### Task statement
From the entries, return every line where the string "only" shows up.
───── Data for processing
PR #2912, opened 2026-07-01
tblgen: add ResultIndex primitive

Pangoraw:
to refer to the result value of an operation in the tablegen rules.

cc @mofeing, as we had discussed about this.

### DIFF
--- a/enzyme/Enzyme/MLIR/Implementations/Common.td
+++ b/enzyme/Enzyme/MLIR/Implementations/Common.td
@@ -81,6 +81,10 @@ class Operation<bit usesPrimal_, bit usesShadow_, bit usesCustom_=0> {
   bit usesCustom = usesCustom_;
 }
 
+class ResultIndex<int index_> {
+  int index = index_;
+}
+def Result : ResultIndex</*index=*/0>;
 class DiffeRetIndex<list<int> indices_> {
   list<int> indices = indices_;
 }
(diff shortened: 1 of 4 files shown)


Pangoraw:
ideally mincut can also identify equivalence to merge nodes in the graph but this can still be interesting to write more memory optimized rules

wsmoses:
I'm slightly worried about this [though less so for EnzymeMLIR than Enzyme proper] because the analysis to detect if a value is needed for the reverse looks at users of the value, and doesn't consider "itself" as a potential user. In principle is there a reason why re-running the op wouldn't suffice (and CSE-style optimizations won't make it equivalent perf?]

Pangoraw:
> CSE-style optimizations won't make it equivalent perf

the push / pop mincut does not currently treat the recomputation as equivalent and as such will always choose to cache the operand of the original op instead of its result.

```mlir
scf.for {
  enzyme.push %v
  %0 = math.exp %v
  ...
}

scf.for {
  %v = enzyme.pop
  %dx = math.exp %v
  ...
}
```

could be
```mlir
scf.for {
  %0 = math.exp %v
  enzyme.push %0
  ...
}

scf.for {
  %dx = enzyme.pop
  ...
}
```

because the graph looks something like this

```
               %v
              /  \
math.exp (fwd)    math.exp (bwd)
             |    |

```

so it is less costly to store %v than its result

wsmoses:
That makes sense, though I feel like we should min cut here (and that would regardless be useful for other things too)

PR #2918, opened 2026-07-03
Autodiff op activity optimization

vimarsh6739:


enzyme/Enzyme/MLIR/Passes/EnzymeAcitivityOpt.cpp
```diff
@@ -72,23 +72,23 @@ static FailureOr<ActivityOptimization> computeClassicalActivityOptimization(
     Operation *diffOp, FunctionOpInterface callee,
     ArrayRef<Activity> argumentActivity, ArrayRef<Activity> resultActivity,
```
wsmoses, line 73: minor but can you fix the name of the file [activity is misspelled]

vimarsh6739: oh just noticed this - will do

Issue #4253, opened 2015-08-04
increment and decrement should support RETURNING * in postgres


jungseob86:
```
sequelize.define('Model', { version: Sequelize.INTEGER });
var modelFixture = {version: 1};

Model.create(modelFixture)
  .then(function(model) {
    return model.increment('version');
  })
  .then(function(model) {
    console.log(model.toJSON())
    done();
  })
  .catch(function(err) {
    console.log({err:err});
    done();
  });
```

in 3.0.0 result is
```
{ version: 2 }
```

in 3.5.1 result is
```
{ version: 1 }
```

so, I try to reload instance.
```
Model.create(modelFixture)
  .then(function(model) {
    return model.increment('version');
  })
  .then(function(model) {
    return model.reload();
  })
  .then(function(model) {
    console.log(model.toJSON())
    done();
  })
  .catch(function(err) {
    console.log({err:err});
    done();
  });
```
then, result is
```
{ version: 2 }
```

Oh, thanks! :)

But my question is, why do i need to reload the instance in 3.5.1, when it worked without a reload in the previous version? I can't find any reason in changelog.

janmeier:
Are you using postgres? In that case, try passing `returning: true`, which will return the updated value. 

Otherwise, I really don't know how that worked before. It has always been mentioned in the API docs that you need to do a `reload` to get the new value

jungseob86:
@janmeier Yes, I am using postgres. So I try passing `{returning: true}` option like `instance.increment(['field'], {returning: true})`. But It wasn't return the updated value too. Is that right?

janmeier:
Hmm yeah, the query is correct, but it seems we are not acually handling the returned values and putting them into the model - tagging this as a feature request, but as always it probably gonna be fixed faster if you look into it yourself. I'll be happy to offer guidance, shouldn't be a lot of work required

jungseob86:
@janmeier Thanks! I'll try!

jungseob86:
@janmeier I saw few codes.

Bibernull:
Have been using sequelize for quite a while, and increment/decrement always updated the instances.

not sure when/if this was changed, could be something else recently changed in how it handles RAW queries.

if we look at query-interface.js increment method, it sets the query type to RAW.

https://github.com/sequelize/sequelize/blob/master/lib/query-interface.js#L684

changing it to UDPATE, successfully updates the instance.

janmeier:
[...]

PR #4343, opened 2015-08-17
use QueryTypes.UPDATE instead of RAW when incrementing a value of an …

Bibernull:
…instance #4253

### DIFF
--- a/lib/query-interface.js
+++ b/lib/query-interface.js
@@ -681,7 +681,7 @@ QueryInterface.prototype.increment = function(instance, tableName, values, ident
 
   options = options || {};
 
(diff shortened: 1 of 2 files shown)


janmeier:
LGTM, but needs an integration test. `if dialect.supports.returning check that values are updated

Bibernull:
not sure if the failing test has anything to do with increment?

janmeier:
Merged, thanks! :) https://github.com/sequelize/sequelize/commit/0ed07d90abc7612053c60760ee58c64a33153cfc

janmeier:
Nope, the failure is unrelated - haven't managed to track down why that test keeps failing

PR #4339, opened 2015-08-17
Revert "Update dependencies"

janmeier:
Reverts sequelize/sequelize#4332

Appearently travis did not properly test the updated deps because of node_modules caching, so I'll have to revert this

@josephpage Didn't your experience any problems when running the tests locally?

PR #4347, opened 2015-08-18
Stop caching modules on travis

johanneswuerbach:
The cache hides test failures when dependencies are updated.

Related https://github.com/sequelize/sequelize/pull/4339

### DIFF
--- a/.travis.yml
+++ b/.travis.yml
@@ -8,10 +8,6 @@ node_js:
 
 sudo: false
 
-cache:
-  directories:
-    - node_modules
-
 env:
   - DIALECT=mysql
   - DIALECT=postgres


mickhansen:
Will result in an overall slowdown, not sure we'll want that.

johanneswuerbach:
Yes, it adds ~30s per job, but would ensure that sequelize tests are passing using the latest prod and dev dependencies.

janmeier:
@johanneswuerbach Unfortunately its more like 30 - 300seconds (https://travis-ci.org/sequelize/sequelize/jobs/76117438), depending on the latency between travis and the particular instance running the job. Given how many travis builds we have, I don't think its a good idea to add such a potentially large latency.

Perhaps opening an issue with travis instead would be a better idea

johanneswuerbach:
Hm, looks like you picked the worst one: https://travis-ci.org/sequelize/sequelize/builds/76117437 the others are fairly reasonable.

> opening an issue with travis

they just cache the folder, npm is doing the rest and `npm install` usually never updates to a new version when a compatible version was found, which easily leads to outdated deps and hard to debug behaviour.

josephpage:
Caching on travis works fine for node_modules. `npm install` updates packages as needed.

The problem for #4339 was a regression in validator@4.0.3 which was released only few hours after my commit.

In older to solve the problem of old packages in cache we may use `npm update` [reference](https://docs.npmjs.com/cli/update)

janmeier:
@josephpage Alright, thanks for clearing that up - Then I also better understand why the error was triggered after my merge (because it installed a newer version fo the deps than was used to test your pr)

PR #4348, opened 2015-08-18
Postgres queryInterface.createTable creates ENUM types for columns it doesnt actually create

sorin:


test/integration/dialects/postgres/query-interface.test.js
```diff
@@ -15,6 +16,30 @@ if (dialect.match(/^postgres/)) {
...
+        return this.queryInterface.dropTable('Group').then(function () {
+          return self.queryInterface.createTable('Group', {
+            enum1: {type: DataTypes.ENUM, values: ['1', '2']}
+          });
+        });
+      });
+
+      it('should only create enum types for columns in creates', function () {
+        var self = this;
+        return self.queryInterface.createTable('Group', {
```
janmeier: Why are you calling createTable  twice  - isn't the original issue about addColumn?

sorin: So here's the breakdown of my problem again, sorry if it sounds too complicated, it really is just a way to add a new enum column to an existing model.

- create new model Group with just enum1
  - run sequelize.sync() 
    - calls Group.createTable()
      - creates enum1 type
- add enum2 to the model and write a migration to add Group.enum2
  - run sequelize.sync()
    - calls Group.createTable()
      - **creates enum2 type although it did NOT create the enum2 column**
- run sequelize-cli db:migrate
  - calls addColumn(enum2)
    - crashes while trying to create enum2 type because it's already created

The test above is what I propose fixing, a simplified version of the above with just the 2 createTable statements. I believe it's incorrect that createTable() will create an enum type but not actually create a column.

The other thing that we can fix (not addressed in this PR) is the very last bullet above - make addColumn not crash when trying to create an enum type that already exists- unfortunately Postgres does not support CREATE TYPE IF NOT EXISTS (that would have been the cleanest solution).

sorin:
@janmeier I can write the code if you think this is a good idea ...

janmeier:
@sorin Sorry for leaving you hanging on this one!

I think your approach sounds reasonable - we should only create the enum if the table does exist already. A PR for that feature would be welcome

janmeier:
──────────
### Solution to this task
The problem for #4339 was a regression in validator@4.0.3 which was released only few hours after my commit.
+      it('should only create enum types for columns in creates', function () {
I think your approach sounds reasonable - we should only create the enum if the table does exist already. A PR for that feature would be welcome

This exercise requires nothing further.